## TO DO
Reading the listing below, restate each entry exactly as written.
** INPUT MATERIAL follows **
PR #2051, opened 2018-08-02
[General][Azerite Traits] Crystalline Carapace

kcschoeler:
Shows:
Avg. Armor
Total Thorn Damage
** End of INPUT MATERIAL **
## OUTPUT
PR #2051, opened 2018-08-02
[General][Azerite Traits] Crystalline Carapace

kcschoeler:
Shows:
Avg. Armor
Total Thorn Damage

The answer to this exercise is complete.